KARACHI: The Sindh government is committed to strictly implementing labour and trade union laws as well as policies to protect the rights of children and women in the province, said caretaker Information minister Muhammad Ahmed Shah.

“Our civil society and every educated person has to play due role to discourage and end child labour,” he said while speaking at a conference and the launching of the study on ‘Domestic Child Labour in Pakistan’ here.

The study was launched by the Sindh Human Rights Commission (SHRC) in collaboration with Friedrich Ebert Stiftung (FES) Pakistan. SHRC chairman Iqbal Ahmed Detho authored the study that encompasses legal and administrative gaps in the implementation of child-right laws.

The minister spoke about the eminence of committed and earnest efforts in addressing various human rights issues, including those concerning children and women.

Study launched on domestic child labour in country

He acknowledged the prolonged efforts made in this regard and pledged that the caretaker government and cabinet in Sindh would actively pursue policies to protect the rights of children and women.

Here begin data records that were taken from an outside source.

PR #4595, opened 2026-02-12
feat: Add after exception hook for otel config

### LINKED ISSUE #4594: Enhancement: expose after exception hook for OTEL config
### Summary

Allow setting after exception hooks for OTEL config. Would allow to change behavior when exception is raised for a span.

### Basic Example

Currently I do something like this without which the exceptions in internal spans are simply swallowed

```python
async def otel_after_exception(exc: Exception, _scope: Scope) -> None:
    span = get_current_span()
    span.record_exception(exc)
    span.set_status(Status(StatusCode.ERROR, str(exc)))


@dataclass
class OpenTelemetryConfig(BaseOpenTelemetryConfig):
    after_exception: list[Callable[[Exception, Scope], Awaitable[None]]] = field(
        default_factory=lambda: [otel_after_exception]
    )
```

```python
class OpenTelemetryPlugin(BaseOpenTelemetryPlugin):
    """Opentelemetry Plugin."""

    @override
        app_config = super().on_app_init(app_config)
        if isinstance(self.config, OpenTelemetryConfig):
            app_config.after_exception.extend(self.config.after_exception)
        return app_config
```

### Drawbacks and Impact

Extra parameter, should not affect default behavior

### Unresolved questions

Should we also include a default change in behavior as in my example?

vikigenius:
## Description

- Expose after exception hook for OTEL config

### DIFF
--- a/tests/unit/test_contrib/test_opentelemetry.py
+++ b/tests/unit/test_contrib/test_opentelemetry.py
@@ -17,6 +17,7 @@ from opentelemetry.sdk.trace.export.in_memory_span_exporter import InMemorySpanE
 from litestar import WebSocket, get, websocket
 from litestar.config.app import AppConfig
 from litestar.contrib.opentelemetry import OpenTelemetryConfig, OpenTelemetryPlugin
+from litestar.enums import ScopeType
 from litestar.exceptions import http_exceptions
 from litestar.status_codes import HTTP_200_OK
 from litestar.testing import create_test_client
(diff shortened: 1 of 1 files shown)


vikigenius:
@provinzkraut just added some tests to improve the patch coverage, but the test just got randomly cancelled

provinzkraut:
> @provinzkraut just added some tests to improve the patch coverage, but the test just got randomly cancelled

I re-ran the tests. We're currently experiencing issues with the test suite in GH Actions, as it will intermittently stall and run into a timeout. Haven't been able to track down the source of that yet.

PR #4597, opened 2026-02-13
fix: bound methods incorrectly handled in DI leading to spurious warn…

### LINKED ISSUE #4596: Bug: Async Generator Bound Methods Not Detected in Litestar 2.20+
### Description

After PR #4459 (released in Litestar 2.20), bound methods that are async generators are no longer correctly detected. Instead, they are treated as sync callables, triggering the `warn_implicit_sync_to_thread` warning.

### MCVE

```python
import warnings
from collections.abc import AsyncGenerator

warnings.simplefilter('always')

class Config:
    async def provide_data(self) -> AsyncGenerator[str, None]:
        """Async generator method."""
        yield "data"


config = Config()

# This should NOT trigger a warning since provide_data is an async generator
# But in Litestar 2.20+ it incorrectly triggers warn_implicit_sync_to_thread
provide = Provide(dependency=config.provide_data)

print(f"has_async_generator_dependency: {provide.has_async_generator_dependency}")
print(f"has_sync_callable: {provide.has_sync_callable}")
```

### Steps to reproduce

Run the MCVE on 2.19 or any commit before #4459 

Verify no warnings

Run the MCVE on 2.20 or after the PR got merged

There will be warnings

### Logs

```text
/home/void/Projects/Alexi/lexalr/bug.py:19: LitestarWarning: Use of a synchronous callable <bound method Config.provide_data of <__main__.Config object at 0x7f2fdcf0b050>> without setting sync_to_thread is discouraged since synchronous callables can block the main thread if they perform blocking operations. If the callable is guaranteed to be non-blocking, you can set sync_to_thread=False to skip this warning, or set the environmentvariable LITESTAR_WARN_IMPLICIT_SYNC_TO_THREAD=0 to disable warnings of this type entirely.
  provide = Provide(dependency=config.provide_data)
has_async_generator_dependency: False
has_sync_callable: True
```

### Litestar Version

2.20.0

### Platform

- [x] Linux
- [ ] Mac
- [ ] Windows

vikigenius:
## Description

- #4459 introduced a regression causing spurious warnings when providing bound methods to di
- This PR has a separate check for methods so we can correctly identify bound asyncgens

closes #4596

### DIFF
--- a/litestar/di.py
+++ b/litestar/di.py
@@ -1,6 +1,6 @@
 from __future__ import annotations
 
-from inspect import isasyncgenfunction, isclass, isfunction, isgeneratorfunction
+from inspect import isasyncgenfunction, isclass, isfunction, isgeneratorfunction, ismethod
 from typing import TYPE_CHECKING, Any
 
 from litestar._signature import SignatureModel
@@ -59,7 +59,8 @@ class Provide:
 
         is_class_dependency = isclass(dependency)
         is_function = isfunction(dependency)
-        is_callable_instance = not is_class_dependency and not is_function
+        is_method = ismethod(dependency)
+        is_callable_instance = not is_class_dependency and not is_function and not is_method
         if is_class_dependency or is_callable_instance:
             check_target = dependency.__call__  # type: ignore[operator]
         else:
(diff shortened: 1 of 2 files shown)


provinzkraut:
Thanks!

PR #4602, opened 2026-02-16
fix(openapi): fix specifications for responses without content

### LINKED ISSUE #4598: Bug: `Response[None]` results in a different OpenAPI response specificiation than `None`
### Description

Following up after a long time on my other two issues about `Response[None]` return type annotation (https://github.com/litestar-org/litestar/issues/2914, https://github.com/litestar-org/litestar/issues/3640), I have found another issue.

If you use `None` as the return type, then the OpenAPI response specification will not include `content`, which is the proper thing to do in case of responses with no content, which is usually what you want to achieve when using `None` as the return type.

But when you use `Response[None]` as the return type, then the OpenAPI response specification will include `content` with a JSON schema describing `null` value. Which is simply not true, as the actual behaviour is not to respond with `null`, but respond with no data.

I believe simply this piece of code didn't take using `Response[None]` into consideration:

https://github.com/litestar-org/litestar/blob/v2.20.0/litestar/_openapi/responses.py#L121-L122

_No response_

### MCVE

```python
import json

@get("/foo", status_code=204)
async def foo() -> None:
    return None


@get("/bar", status_code=204)
async def bar() -> Response[None]:
    return Response(None)


app = Litestar(
    [foo, bar],
    on_startup=[
        lambda app: print(json.dumps(app.openapi_schema.to_schema(), indent=2))
    ],
)
```

### Steps to reproduce

Run the above and observe the output (shortened here):

```json
{
  "openapi": "3.1.0",
  "paths": {
    "/foo": {
      "get": {
        "responses": {
          "204": {
            "description": "Request fulfilled, nothing follows"
          }
        }
      }
    },
    "/bar": {
      "get": {
        "responses": {
          "204": {
            "description": "Request fulfilled, nothing follows",
            "content": {
              "application/json": {
                "schema": {
                  "type": "null"
                }
              }
            }
          }
        }
      }
    }
  }
}
```

### Screenshots

_No response_

### Logs

_No response_

### Litestar Version

2.20.0

### Platform

- [ ] Linux
- [ ] Mac
- [ ] Windows

spietras:
## Description

OpenAPI response specifications for responses without content were different from the actual behaviour in some cases.

This change aligns OpenAPI response specifications with the actual behaviour to not include any content when:
- status code is below `200`
- status code is `204`
- status code is `304`
- method is `HEAD`

## Closes

Closes #4598

### DIFF
--- a/litestar/_openapi/responses.py
+++ b/litestar/_openapi/responses.py
@@ -27,7 +27,6 @@ from litestar.response import (
     Response as LitestarResponse,
 )
 from litestar.response.base import ASGIResponse
-from litestar.types.builtin_types import NoneType
 from litestar.typing import FieldDefinition
 from litestar.utils import get_enum_string_value, get_name
 
@@ -120,12 +119,12 @@ class ResponseFactory:
 
     def create_success_response(self) -> OpenAPIResponse:
         """Create the schema for a success response."""
-        if self.field_definition.is_subclass_of((NoneType, ASGIResponse)):
-            response = OpenAPIResponse(content=None, description=self.create_description())
-        elif self.field_definition.is_subclass_of(Redirect):
+        if self.field_definition.is_subclass_of(Redirect):
             response = self.create_redirect_response()
         elif self.field_definition.is_subclass_of(File):
             response = self.create_file_response()
+        elif self.field_definition.is_subclass_of(ASGIResponse) or not self.route_handler.returns_content:
+            response = self.create_empty_response()
         else:
             media_type = self.route_handler.media_type
 
@@ -162,6 +161,13 @@ class ResponseFactory:
             )
         self.set_success_response_headers(response)
         return response
+
+    def create_empty_response(self) -> OpenAPIResponse:
+        """Create the schema for a response with no content."""
+        return OpenAPIResponse(
+            content=None,
+            description=self.create_description(),
+        )
 
     def create_redirect_response(self) -> OpenAPIResponse:
         """Create the schema for a redirect response."""
--- a/litestar/handlers/http_handlers/base.py
+++ b/litestar/handlers/http_handlers/base.py
@@ -51,11 +51,10 @@ from litestar.types import (
     Send,
     TypeEncodersMap,
 )
-from litestar.types.builtin_types import NoneType
 from litestar.utils import deprecated as litestar_deprecated
 from litestar.utils import ensure_async_callable
 from litestar.utils.empty import value_or_default
-from litestar.utils.predicates import is_async_callable, is_class_and_subclass
+from litestar.utils.predicates import is_async_callable
 from litestar.utils.scope.state import ScopeState
 from litestar.utils.warnings import warn_implicit_sync_to_thread, warn_sync_to_thread_with_async_callable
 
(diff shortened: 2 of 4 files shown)


litestar/_openapi/responses.py
```diff
@@ -120,12 +119,12 @@ def create_description(self) -> str:
...
         """Create the schema for a success response."""
-        if self.field_definition.is_subclass_of((NoneType, ASGIResponse)):
-            response = OpenAPIResponse(content=None, description=self.create_description())
-        elif self.field_definition.is_subclass_of(Redirect):
+        if self.field_definition.is_subclass_of(Redirect):
             response = self.create_redirect_response()
         elif self.field_definition.is_subclass_of(File):
             response = self.create_file_response()
+        elif self.field_definition.is_subclass_of(ASGIResponse) or not self.route_handler.returns_content:
+            response = self.create_empty_response()
```
spietras, line 127: `Redirect`, `File` are checked first, because they also might fall into `returns_content` being `False`, but they need their own special handling.

Checking `ASGIResponse` is still there, because I guess the assumption is that you can't infer any meaningful content schema for it, so you fall back to specifying there is no content. And it works like that regardless of whether there will be actual content in the response or not.

Checking `NoneType` is removed, because `None` doesn't necessarily mean there is no content. It also depends on the status code and method. `GET` with `200` returning `None` will include `null` in the actual response, and now it will also include content in OpenAPI specification.

litestar/handlers/http_handlers/base.py
```diff
@@ -531,6 +530,15 @@ def resolve_request_max_body_size(self) -> int | None:
...
         return value_or_default(self._request_max_body_size, None)  # pyright: ignore
 
+    @property
+    def returns_content(self) -> bool:
+        """Whether the route handler returns any content in the response body."""
+        return not (
+            self.status_code < 200
+            or self.status_code in {HTTP_204_NO_CONTENT, HTTP_304_NOT_MODIFIED}
+            or self.http_methods == {HttpMethod.HEAD}
+        )
```
spietras, line 540: I don't know what the best place for this logic is. For now, I assumed that the handler is the owner of this information, because below it also validates the annotation based on the same logic.

litestar/handlers/http_handlers/base.py
```diff
@@ -591,23 +608,6 @@ def _validate_handler_function(self) -> None:
...
-            field_definition = self.parsed_fn_signature.return_type
-            if not (
-                is_empty_response_annotation(field_definition)
-                or is_class_and_subclass(field_definition.annotation, File)
-                or is_class_and_subclass(field_definition.annotation, ASGIFileResponse)
-            ):
-                raise ImproperlyConfiguredException(
-                    f"{self}: Handlers for 'HEAD' requests must not return a value. Either return 'None' or a response type without a body."
-                )
-
```
spietras: I don't know why this check was so complicated before. I simplified it, and I think it does the same as before? Correct me if I'm missing something.

I also moved it be closer to the other check with status codes, as both of them are about empty annotations.

tests/unit/test_openapi/test_config.py
```diff
@@ -55,24 +55,15 @@ def handler_2() -> None:
...
-        },
-        "/2": {
-            "get": {
-                "deprecated": False,
-                "operationId": "id_y",
-                "responses": {"200": {"description": "Request fulfilled, document follows", "headers": {}}},
-                "summary": "Handler2",
-            }
-        },
-    }
```
spietras: These handlers are annotated with `None`, but they actually return `null`. So now the OpenAPI specification correctly includes a schema for the response with `null`. So I would need to add this here.

But I think it's pointless to compare the whole thing anyway. This test only cares about customising operation IDs, so I restricted it to check only that.

And the test whether handlers like this include `null` content schema in response specifications is added in another place.

PR #4605, opened 2026-02-22
fix: OpenAPI schema missing minItems/maxItems for msgspec Meta on collections

### LINKED ISSUE #4514: Bug: OpenAPI schema missing `minItems` for list fields with `msgspec.Meta(min_length=N)`
## Description

When using `msgspec.Struct` with `Annotated[list[T], Meta(min_length=N)]`, Litestar's OpenAPI schema generation does not include the `minItems` constraint, even though:

1. Runtime validation works correctly (msgspec rejects arrays shorter than N)
2. msgspec's own `msgspec.json.schema()` correctly generates `minItems`

### Minimal Example

```python
from typing import Annotated
from uuid import UUID

from msgspec import Meta, Struct


class ArticleCreateSchema(Struct, frozen=True):
    title: Annotated[str, Meta(min_length=1, max_length=255)]
    category_ids: Annotated[list[UUID], Meta(min_length=1)]  # <-- This should have minItems=1


@post("/articles")
async def create_article(data: ArticleCreateSchema) -> dict:
    return {"status": "ok"}


app = Litestar([create_article])

if __name__ == "__main__":
    import json
    schema = app.openapi_schema.to_schema()
    article_schema = schema["components"]["schemas"]["ArticleCreateSchema"]
    print(json.dumps(article_schema, indent=2))
```

### Output (Actual)

```json
{
  "properties": {
    "title": {
      "type": "string",
      "maxLength": 255,
      "minLength": 1
    },
    "category_ids": {
      "items": {
        "type": "string",
        "format": "uuid"
      },
      "type": "array"
    }
  },
  "required": ["category_ids", "title"],
  "title": "ArticleCreateSchema",
  "type": "object"
}
```

### Expected Output

```json
{
  "properties": {
    "title": {
      "type": "string",
      "maxLength": 255,
      "minLength": 1
    },
    "category_ids": {
      "items": {
        "type": "string",
        "format": "uuid"
      },
      "type": "array",
      "minItems": 1
    }
  },
  "required": ["category_ids", "title"],
  "title": "ArticleCreateSchema",
  "type": "object"
}
```

## Proof that msgspec handles this correctly

```python
import msgspec
from msgspec import Meta, Struct
from typing import Annotated
from uuid import UUID

class TestSchema(Struct):
    category_ids: Annotated[list[UUID], Meta(min_length=1)]

schema = msgspec.json.schema(TestSchema)
print(schema)
# Output: {'$ref': '#/$defs/TestSchema', '$defs': {'TestSchema': {'title': 'TestSchema', 'type': 'object', 'properties': {'category_ids': {'type': 'array', 'items': {'type': 'string', 'format': 'uuid'}, 'minItems': 1}}, 'required': ['category_ids']}}}
```

Note: msgspec correctly outputs `'minItems': 1` in its schema.

## Environment

- Python: 3.11.8
- Litestar: 2.18.0
- msgspec: 0.20.0
- OS: Windows 11

## Analysis

Looking at the Litestar source code, there is logic in `litestar/typing.py` that should handle this:

```python
kwargs["min_items"] = meta.min_length
```

However, this conversion is not being triggered when processing msgspec Struct fields with `Meta(min_length=N)` on list types.

## Impact

This causes issues for frontend code generation tools (like `@hey-api/openapi-ts` with Zod plugin) that rely on the OpenAPI schema to generate validation rules. The generated Zod schemas are missing `.min(N)` constraints for array fields.

## Workaround

Currently, we're using a post-processing script to patch the generated OpenAPI schema:

```python
def fix_array_min_items(schema_dict: dict) -> None:
    schemas = schema_dict.get("components", {}).get("schemas", {})
    for schema_name, schema in schemas.items():
        for prop_name, prop in schema.get("properties", {}).items():
            if prop.get("type") == "array" and "minItems" not in prop:
                # Manually add minItems based on known constraints
                pass
```

_No response_

### MCVE

```python

```

### Screenshots

_No response_

### Logs

```text

```

### Litestar Version

2.18

### Platform

- [ ] Linux
- [ ] Mac
- [ ] Windows

worksbyfriday:
## Summary

Fixes #4514.

When using `Annotated[list[T], Meta(min_length=N)]` on a msgspec Struct field, the OpenAPI schema generation did not include `minItems`/`maxItems`, even though:
- Runtime validation worked correctly (msgspec rejects short arrays)
- `msgspec.json.schema()` correctly generated `minItems`

The constraint metadata was lost at two boundaries:

1. **`litestar/plugins/core/_msgspec.py`**: `kwarg_definition_from_field()` extracted `min_length`/`max_length` for string/bytes types (lines 65-77) but not for collection types (`ListType`, `SetType`, `FrozenSetType`, `VarTupleType`). Added collection type handling that maps `min_length` → `min_items` and `max_length` → `max_items`.

2. **`litestar/typing.py`**: `_annotated_types_extractor()` handled `annotated_types.MinLen`/`MaxLen` but not `msgspec.Meta` (which is a separate class, not an `annotated_types` subclass). Added a branch for `msgspec.Meta` that extracts all constraint attributes, correctly mapping length constraints to items constraints for sequence containers.

### Before
```json
"category_ids": {
  "items": {"type": "string", "format": "uuid"},
  "type": "array"
}
```

### After
```json
"category_ids": {
  "items": {"type": "string", "format": "uuid"},
  "type": "array",
  "minItems": 1
}
```

## Test plan

- Added `test_create_schema_from_msgspec_annotated_collection_type` verifying `minItems`/`maxItems` for list and set fields
- Verified reporter's exact reproduction case produces correct schema
- Verified existing `test_create_schema_from_msgspec_annotated_type` still passes (no regression on int/str/bytes fields)

<hr>
📚 Documentation preview 📚: https://litestar-org.github.io/litestar-docs-preview/4605

### DIFF
--- a/tests/unit/test_openapi/test_schema.py
+++ b/tests/unit/test_openapi/test_schema.py
@@ -307,9 +307,9 @@ def test_create_schema_from_msgspec_annotated_type() -> None:
             msgspec.Meta(max_length=16, examples=["example"], description="description", title="title", pattern=r"\w+"),
         ]
         bytes_field: Annotated[bytes, msgspec.Meta(max_length=2, min_length=1)]
-        default_field: Annotated[str, msgspec.Meta(min_length=1)] = "a"
         list_field: Annotated[list[UUID], msgspec.Meta(min_length=1, max_length=10)]
         set_field: Annotated[set[int], msgspec.Meta(min_length=2)]
+        default_field: Annotated[str, msgspec.Meta(min_length=1)] = "a"
 
     schema = get_schema_for_field_definition(FieldDefinition.from_kwarg(name="Lookup", annotation=Lookup))
 


litestar/typing.py
```diff
@@ -100,6 +101,29 @@ def _annotated_types_extractor(meta: Any, is_sequence_container: bool) -> dict[s
             kwargs["pattern"] = "[[:ascii:]]"
         elif meta.func == str.isdigit:  # pragma: no cover  # coverage quirk: It expects a jump here for branch coverage
             kwargs["pattern"] = "[[:digit:]]"
+    elif isinstance(meta, msgspec.Meta):
```
provinzkraut: This should not be handled here, since it's an implementation specific thing. It should be handled in the plugin. You can check how it's handled for other msgspec constraints / Pydantic, within their respective plugins.

worksbyfriday: You're right. Removed the `msgspec.Meta` handling from `_annotated_types_extractor`. The plugin's `kwarg_definition_from_field` now handles collection types — `msgspec.inspect` already unwraps `Meta` into `ListType(min_length=...)`, so the plugin just needs to extract those fields.

tests/unit/test_openapi/test_schema.py
```diff
@@ -321,6 +321,22 @@ class Lookup(msgspec.Struct):
     }
 
 
+def test_create_schema_from_msgspec_annotated_collection_type() -> None:
```
provinzkraut: This should just be merged with the test case directly above

worksbyfriday:
Both review items addressed:
1. Moved msgspec.Meta handling to the plugin (commit bde4c46)
2. Merged the collection test into the existing test case (commit 777b4f6)

Ready for another look.

tests/unit/test_openapi/test_schema.py
worksbyfriday: Done — merged into the existing test.

PR #4606, opened 2026-02-22
fix(dto): apply __schema_name__ only to root transfer model

### LINKED ISSUE #4599: Bug: DTO __schema_name__ doesn't work with relationship model
### Description

Following: feat(dto-schema-name): add __schema_name__ to dto base #4131
@provinzkraut Here is an exemple of the issue with __schema_name__

Using __schema_name__ on a DTO with a model that has a child model (either dataclass like the below example or sqlalchemy model) create a wrong $ref on the OpenApi schema

_No response_

### MCVE

```python

import json

from litestar.dto import DataclassDTO, DTOConfig


@dataclass
class Child:
    name: str


@dataclass
class Person:
    name: str
    age: int
    email: str
    child: Child


class ReadDTO(DataclassDTO[Person]):
    __schema_name__ = "DTO_NAME"
    config = DTOConfig(exclude={"email"})


@get("/person/{name:str}", return_dto=ReadDTO, sync_to_thread=False)
def get_person(name: str) -> Person:
    # Your logic to retrieve the person goes here
    # For demonstration purposes, a placeholder Person instance is returned
    return Person(
        name=name, age=30, email=f"email_of_{name}@example.com", child=Child("test")
    )


app = Litestar(
    route_handlers=[get_person],
    on_startup=[
        lambda app: print(json.dumps(app.openapi_schema.to_schema(), indent=2))
    ],
)
```

### Steps to reproduce

See below copy-paste of the relevant part of the output of the schema.

Expected results (without __schema_name__):
You can see that GetPersonPersonResponseBody has a property child, that create a $ref to "#/components/schemas/GetPersonPersonChildResponseBody"

```
"components": {
    "schemas": {
      "GetPersonPersonChildResponseBody": {
        "properties": {
          "name": {
            "type": "string"
          }
        },
        "type": "object",
        "required": [
          "name"
        ],
        "title": "GetPersonPersonChildResponseBody"
      },
      "GetPersonPersonResponseBody": {
        "properties": {
          "name": {
            "type": "string"
          },
          "age": {
            "type": "integer"
          },
          "child": {
            "$ref": "#/components/schemas/GetPersonPersonChildResponseBody"
          }
        },
        "type": "object",
        "required": [
          "age",
          "child",
          "name"
        ],
        "title": "GetPersonPersonResponseBody"
      }
    }
}
```

Results with __schema_name__="DTO_NAME":
property child is created with a $ref to the parent object "#/components/schemas/DTO_NAME"
```
  "components": {
    "schemas": {
      "DTO_NAME": {
        "properties": {
          "name": {
            "type": "string"
          },
          "age": {
            "type": "integer"
          },
          "child": {
            "$ref": "#/components/schemas/DTO_NAME"
          }
        },
        "type": "object",
        "required": [
          "age",
          "child",
          "name"
        ],
        "title": "DTO_NAME"
      }
    }
  }
```

### Screenshots

Schema generated without __schema_name__:
Image

Schema generated with __schema_name__:
Image

### Logs

```text

```

### Litestar Version

2.20.0

### Platform

- [ ] Linux
- [x] Mac
- [x] Windows

navalprakhar:
## Description

When a DTO has `__schema_name__` set and the model has nested children, the child's `$ref` wrongly pointed to the parent's custom schema name instead of getting its own schema.

Added an `is_root` flag to `create_transfer_model_type` so the custom name only applies to the top-level model.

## Closes

Fixes #4599

### DIFF
--- a/litestar/dto/_backend.py
+++ b/litestar/dto/_backend.py
@@ -211,6 +211,9 @@ class DTOBackend:
         # Only apply the custom __schema_name__ to the root transfer model.
         # Nested models get their own generated name to avoid child $refs
         # pointing to the parent's schema.
+        # model_name only equals model_type.__name__ for the root model.
+        # Nested models have a different name, so __schema_name__ won't
+        # override their generated schema name.
         if model_name == self.model_type.__name__ and self.dto_factory.__schema_name__:
             struct_name = self.dto_factory.__schema_name__
         else:


provinzkraut:
Mhm. This addition would make it a breaking change. Would be better to fix this in a backwards compatible way.

navalprakhar:
> Mhm. This addition would make it a breaking change. Would be better to fix this in a backwards compatible way.

Fixed: `__schema_name__` is now detected as root vs nested internally by comparing `model_name`, no signature change.

litestar/dto/_backend.py
```diff
@@ -208,7 +208,10 @@ def create_transfer_model_type(
         Returns:
             A ``BackendT`` class.
         """
-        struct_name = self.dto_factory.__schema_name__ or self._create_transfer_model_name(model_name)
+        if model_name == self.model_type.__name__ and self.dto_factory.__schema_name__:
```
provinzkraut, line 217: Clever. Can put a comment above this, explaining what it does and why, as it's not immediately obvious to a future reader?

navalprakhar: Done, added a comment above the check.

provinzkraut: Comment doesn't really say why that checks prevents this

navalprakhar: How about:

model_name only equals model_type.__name__ for the root model. Nested models have a different name, so __schema_name__ won't override their generated schema name.

provinzkraut: That + the existing comment sounds good

navalprakhar: Done, combined both comments.

PR #4615, opened 2026-02-27
feat(logging)!: Radically new logging experience

### LINKED ISSUE #2858: Better Logging Interface

### LINKED ISSUE #3455: Enhancement: allow finer tuning `LoggingConfig` for exception logging

### LINKED ISSUE #3913: Bug: Unexpected logger behaviour. Unable to use build-in default logger in Litestar

provinzkraut:
Building upon #4610 and the draft in #4593, this a more radical approach to restructure logging. 

#4610 made it so exception logging isn't necessary anymore from within Litestar, which made the only place where `LoggingConfig` was needed the request logging middleware, which then in turn only needed a small subset of the functionality.

This here change:

- Removes `litestar.logging`
- Removes `Litestar.logger`
- Removes `Request.logger`
- Alters `LoggingMiddleware` to accept a logger name, instance or factory
- Adds a flag to `LoggingMiddleware` to switch between plain and structured logging

The main idea is that, since we don't need to know anything about any logging internals anymore, we can push the whole logging configuration out into the user's application, where it is much better suited to deal with all eventualities. This greatly simplifies both Litestar's logging related code, as well as application's logging setups, since they can now easily configure logging as they please, and simply pass Litestar a handle.

Really, this is all that's needed to set up logging now, and I'd argue, this is how it always should have been :)

<hr>

Closes #2858
Closes #3913
Closes #3455

<hr>
📚 Documentation preview 📚: https://litestar-org.github.io/litestar-docs-preview/4615

### DIFF
--- a/docs/release-notes/changelog.rst
+++ b/docs/release-notes/changelog.rst
@@ -4,7 +4,39 @@
 =============
 
 .. changelog:: 3.0.0
-    :date: 2024-08-30
+    :date: 2364-01-27
+
+    .. change:: Remove logging config and related constructs
+        :type: feature
+        :breaking:
+        :pr: 4615
+        :issue: 2858, 3913, 3455
+
+        Remove Litestar's logging configuration, and related modules. In particular,
+        the following have been removed:
+
+        - ``Litestar.logging_config`` parameter
+        - ``Litestar.logger`` attribute
+        - ``Litestar.get_logger`` method
+        - ``AppConfig.logging_config`` attribute
+        - ``ASGIConnection.logger`` property
+        - ``litestar.logging`` module
+        - ``litestar.plugins.structlog`` module
+        - ``litestar.middleware.lgging.LoggingMiddlewareConfig`` class
+
+        Aside from debugging, there is only one place where Litestar logs, which is
+        :class:`~litestar.middleware.logging.LoggingMiddleware`, which has been changed
+        to accept a logger directly.
+        ``litestar.middleware.lgging.LoggingMiddlewareConfig`` has also been removed,
+        with ``LoggingMiddleware`` now accepting all configuration arguments directly.
+
+        Users that have previously relied on Litestar to configure logging, can simply
+        use the standard logging configuration provided by their logging library of
+        choice.
+
+        .. seealso::
+            :doc:`/usage/logging`
+
 
     .. change:: Remove default exception handler for all unhandled exceptions
         :type: feature


RoTorEx:
Nice job, thanks!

He said that the Sindh government had taken the lead in enacting laws to protect the rights of the downtrodden sections of the society to help them.

In response to a question, Ahmed Shah said that funds had been released by the Sindh government for the repair of all the schools that were affected during the floods in the province.

Earlier, German Consul General in Karachi Dr Ruediger Lotz stressed on the detrimental impacts of child labour and said it affects their development, compromises their dignity and takes from them other childhood essentials including education. He also praised the efforts of government bodies and the German political foundation for advocacy on child-rights.

SHRC chairman Iqbal Detho highlighted several disturbing examples of domestic child abuse, and examined these within the international, national and provincial legal frameworks.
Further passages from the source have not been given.